**Work to complete:** An exact copy of every record is the required answer.

**Dataset entries:**
PR #2364, opened 2022-07-28
feat(react): add in-app messaging shared layout

cshfang:
#### Description of changes

This PR adds a MessageLayout component which is intended to be shared across all In-App Messaging message types.

Note: This PR brings in a small [library](https://github.com/bgrins/TinyColor) for color detection. Since it is only available as a CJS module, Rollup requires a CJS plugin to handle it.

Tested in local app. `yarn test`

#### Checklist

- [x] PR description included
- [x] `yarn test` passes
- [x] Tests are updated

### DIFF
--- a/packages/react/src/components/InAppMessaging/MessageLayout/MessageLayout.tsx
+++ b/packages/react/src/components/InAppMessaging/MessageLayout/MessageLayout.tsx
@@ -11,17 +11,17 @@ import {
 } from '../../../primitives';
 import { CloseIconButton } from '../CloseIconButton';
 import {
-  blockClass,
-  buttonClass,
-  closeButtonClass,
+  BLOCK_CLASS,
+  BUTTON_CLASS,
+  CLOSE_BUTTON_CLASS,
+  CONTENT_CLASS,
   CONTENT_TEST_ID,
-  contentClass,
-  headerClass,
+  HEADER_CLASS,
+  IMAGE_CONTAINER_CLASS,
   IMAGE_CONTAINER_TEST_ID,
-  imageContainerClass,
   MESSAGE_LAYOUT_TEST_ID,
+  TEXT_CONTAINER_CLASS,
   TEXT_CONTAINER_TEST_ID,
-  textContainerClass,
 } from './constants';
 import { MessageLayoutProps } from './types';
 import { getButtonModifier } from './utils';
@@ -50,7 +50,7 @@ export function MessageLayout({
   const isHorizontal = orientation === 'horizontal';
   const closeButton = (
     <CloseIconButton
-      className={closeButtonClass}
+      className={CLOSE_BUTTON_CLASS}
       onClick={onClose}
       style={styles.closeIconButton}
     />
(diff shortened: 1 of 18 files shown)


hbuchel (commented):
Thanks @cshfang Left a few questions/comments to start

packages/react/src/components/InAppMessaging/MessageLayout/MessageLayout.tsx
```diff
@@ -0,0 +1,128 @@
...
+        {hasRenderableImage && (
+          <Flex
+            className={classNames(
+              imageContainerClass,
+              `${imageContainerClass}--${orientation}`
+            )}
+            data-testid={IMAGE_CONTAINER_TEST_ID}
+          >
+            <Image
+              alt="In-App Message Image"
```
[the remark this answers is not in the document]
cshfang: No there's no way to set that via dashboard

packages/ui/src/theme/css/component/inAppMessaging/messageLayout.scss
```diff
@@ -0,0 +1,88 @@
...
+    flex-direction: column;
+    gap: var(--amplify-space-xxxs);
+    justify-content: center;
+    &--horizontal {
+      flex-grow: 1;
+    }
+    &--vertical {
+      flex-grow: 0;
+    }
+    h6 {
```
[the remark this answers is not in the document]
cshfang: The Heading by default is a h6

packages/react/src/components/InAppMessaging/MessageLayout/MessageLayout.tsx
```diff
@@ -0,0 +1,128 @@
...
+        )}
+        <Flex
+          className={classNames(
+            textContainerClass,
+            `${textContainerClass}--${orientation}`
+          )}
+          data-testid={TEXT_CONTAINER_TEST_ID}
+        >
+          {header?.content && (
+            <Heading style={styles.header}>{header.content}</Heading>
```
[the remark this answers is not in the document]
cshfang: Ah. I can set a level here, I guess it defaults to 6. If setting to 2 for semantics, we would have to override the default styles for h2 to make it essentially look like how h6 does now. 🤔

packages/react/src/components/InAppMessaging/MessageLayout/MessageLayout.tsx
```diff
@@ -89,7 +90,14 @@ export function MessageLayout({
           data-testid={TEXT_CONTAINER_TEST_ID}
         >
           {header?.content && (
-            <Heading style={styles.header}>{header.content}</Heading>
+            <Heading
+              className={headerClass}
+              isTruncated
```
cshfang, line 95: Need to merge in `main` to pull in [this change](https://github.com/aws-amplify/amplify-ui/pull/2371)

packages/react/src/components/InAppMessaging/index.ts
```diff
@@ -1,4 +1,3 @@
-export { MessageLayout } from './MessageLayout';
```
cshfang: Should not have been exported externally

calebpollman (approved):
Left a non-blocking question but LGTM

packages/react/src/components/InAppMessaging/MessageLayout/utils.ts
```diff
@@ -0,0 +1,21 @@
...
+ * @param buttonStyles button styles which should contain the background color
+ *
+ * @returns the modifier - either 'light' or 'dark'
+ */
+export const getButtonModifier = (
+  buttonStyles: MessageComponentStyles['primaryButton' | 'primaryButton']
+): MessageLayoutButtonModifier => {
+  const { backgroundColor } = buttonStyles ?? {};
+  const color = tinycolor(backgroundColor);
+  return color.isDark() ? 'dark' : 'light';
```
ioanabrooks, line 20: Could you expand a bit on why we need to derive dark/light from bg color instead of relying on `Themeprovider` 's colorMode?

calebpollman: We receive the `backgroundColor` property from the `InAppMessage` payload, which does not currently support variants. Because the user is able to set the `backgroundColor` in Pinpoint, this utility allows us to know whether or not the payload `backgroundColor` translates to a light or dark color

ioanabrooks: I see, thanks, good to know. Would be nice to include this info in a comment for future reference. :)

hbuchel:
@cshfang @calebpollman is it possible to stand up a temp prototype in the next-example with a mocked payload? It'd be nice to see the intended usage. Are there other WIP components that would make that possible (i.e. do we need to get this merged first for that to be possible?)

hbuchel (approved):
Thanks @cshfang, I set up some time to chat about questions I had. But in the meantime I think this LGTM to move forward with!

**Exercise output:**
PR #2364, opened 2022-07-28
feat(react): add in-app messaging shared layout

cshfang:
#### Description of changes

This PR adds a MessageLayout component which is intended to be shared across all In-App Messaging message types.

Note: This PR brings in a small [library](https://github.com/bgrins/TinyColor) for color detection. Since it is only available as a CJS module, Rollup requires a CJS plugin to handle it.

Tested in local app. `yarn test`

#### Checklist

- [x] PR description included
- [x] `yarn test` passes
- [x] Tests are updated

### DIFF
--- a/packages/react/src/components/InAppMessaging/MessageLayout/MessageLayout.tsx
+++ b/packages/react/src/components/InAppMessaging/MessageLayout/MessageLayout.tsx
@@ -11,17 +11,17 @@ import {
 } from '../../../primitives';
 import { CloseIconButton } from '../CloseIconButton';
 import {
-  blockClass,
-  buttonClass,
-  closeButtonClass,
+  BLOCK_CLASS,
+  BUTTON_CLASS,
+  CLOSE_BUTTON_CLASS,
+  CONTENT_CLASS,
   CONTENT_TEST_ID,
-  contentClass,
-  headerClass,
+  HEADER_CLASS,
+  IMAGE_CONTAINER_CLASS,
   IMAGE_CONTAINER_TEST_ID,
-  imageContainerClass,
   MESSAGE_LAYOUT_TEST_ID,
+  TEXT_CONTAINER_CLASS,
   TEXT_CONTAINER_TEST_ID,
-  textContainerClass,
 } from './constants';
 import { MessageLayoutProps } from './types';
 import { getButtonModifier } from './utils';
@@ -50,7 +50,7 @@ export function MessageLayout({
   const isHorizontal = orientation === 'horizontal';
   const closeButton = (
     <CloseIconButton
-      className={closeButtonClass}
+      className={CLOSE_BUTTON_CLASS}
       onClick={onClose}
       style={styles.closeIconButton}
     />
(diff shortened: 1 of 18 files shown)


hbuchel (commented):
Thanks @cshfang Left a few questions/comments to start

packages/react/src/components/InAppMessaging/MessageLayout/MessageLayout.tsx
```diff
@@ -0,0 +1,128 @@
...
+        {hasRenderableImage && (
+          <Flex
+            className={classNames(
+              imageContainerClass,
+              `${imageContainerClass}--${orientation}`
+            )}
+            data-testid={IMAGE_CONTAINER_TEST_ID}
+          >
+            <Image
+              alt="In-App Message Image"
```
[the remark this answers is not in the document]
cshfang: No there's no way to set that via dashboard

packages/ui/src/theme/css/component/inAppMessaging/messageLayout.scss
```diff
@@ -0,0 +1,88 @@
...
+    flex-direction: column;
+    gap: var(--amplify-space-xxxs);
+    justify-content: center;
+    &--horizontal {
+      flex-grow: 1;
+    }
+    &--vertical {
+      flex-grow: 0;
+    }
+    h6 {
```
[the remark this answers is not in the document]
cshfang: The Heading by default is a h6

packages/react/src/components/InAppMessaging/MessageLayout/MessageLayout.tsx
```diff
@@ -0,0 +1,128 @@
...
+        )}
+        <Flex
+          className={classNames(
+            textContainerClass,
+            `${textContainerClass}--${orientation}`
+          )}
+          data-testid={TEXT_CONTAINER_TEST_ID}
+        >
+          {header?.content && (
+            <Heading style={styles.header}>{header.content}</Heading>
```
[the remark this answers is not in the document]
cshfang: Ah. I can set a level here, I guess it defaults to 6. If setting to 2 for semantics, we would have to override the default styles for h2 to make it essentially look like how h6 does now. 🤔

packages/react/src/components/InAppMessaging/MessageLayout/MessageLayout.tsx
```diff
@@ -89,7 +90,14 @@ export function MessageLayout({
           data-testid={TEXT_CONTAINER_TEST_ID}
         >
           {header?.content && (
-            <Heading style={styles.header}>{header.content}</Heading>
+            <Heading
+              className={headerClass}
+              isTruncated
```
cshfang, line 95: Need to merge in `main` to pull in [this change](https://github.com/aws-amplify/amplify-ui/pull/2371)

packages/react/src/components/InAppMessaging/index.ts
```diff
@@ -1,4 +1,3 @@
-export { MessageLayout } from './MessageLayout';
```
cshfang: Should not have been exported externally

calebpollman (approved):
Left a non-blocking question but LGTM

packages/react/src/components/InAppMessaging/MessageLayout/utils.ts
```diff
@@ -0,0 +1,21 @@
...
+ * @param buttonStyles button styles which should contain the background color
+ *
+ * @returns the modifier - either 'light' or 'dark'
+ */
+export const getButtonModifier = (
+  buttonStyles: MessageComponentStyles['primaryButton' | 'primaryButton']
+): MessageLayoutButtonModifier => {
+  const { backgroundColor } = buttonStyles ?? {};
+  const color = tinycolor(backgroundColor);
+  return color.isDark() ? 'dark' : 'light';
```
ioanabrooks, line 20: Could you expand a bit on why we need to derive dark/light from bg color instead of relying on `Themeprovider` 's colorMode?

calebpollman: We receive the `backgroundColor` property from the `InAppMessage` payload, which does not currently support variants. Because the user is able to set the `backgroundColor` in Pinpoint, this utility allows us to know whether or not the payload `backgroundColor` translates to a light or dark color

ioanabrooks: I see, thanks, good to know. Would be nice to include this info in a comment for future reference. :)

hbuchel:
@cshfang @calebpollman is it possible to stand up a temp prototype in the next-example with a mocked payload? It'd be nice to see the intended usage. Are there other WIP components that would make that possible (i.e. do we need to get this merged first for that to be possible?)

hbuchel (approved):
Thanks @cshfang, I set up some time to chat about questions I had. But in the meantime I think this LGTM to move forward with!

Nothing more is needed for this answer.